(Task to complete):
Begin the reply with the line containing "Move Ventura support" and end it with the final line of the listing, reproducing every line between exactly and adding nothing.

(Provided material):
PR #548, opened 2023-03-08
Move Ventura support in scripts/install.sh to scripts/build.sh; fix for node build on ventura

eatonphil:
## Pre-merge checklist

### DIFF
--- a/scripts/build.sh
+++ b/scripts/build.sh
@@ -8,6 +8,22 @@ else
     ZIG_OS="macos"
 fi
 
+target_set="false"
+case "$*" in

(Exercise answer):
Move Ventura support in scripts/install.sh to scripts/build.sh; fix for node build on ventura

eatonphil:
## Pre-merge checklist

### DIFF
--- a/scripts/build.sh
+++ b/scripts/build.sh
@@ -8,6 +8,22 @@ else
     ZIG_OS="macos"
 fi
 
+target_set="false"
+case "$*" in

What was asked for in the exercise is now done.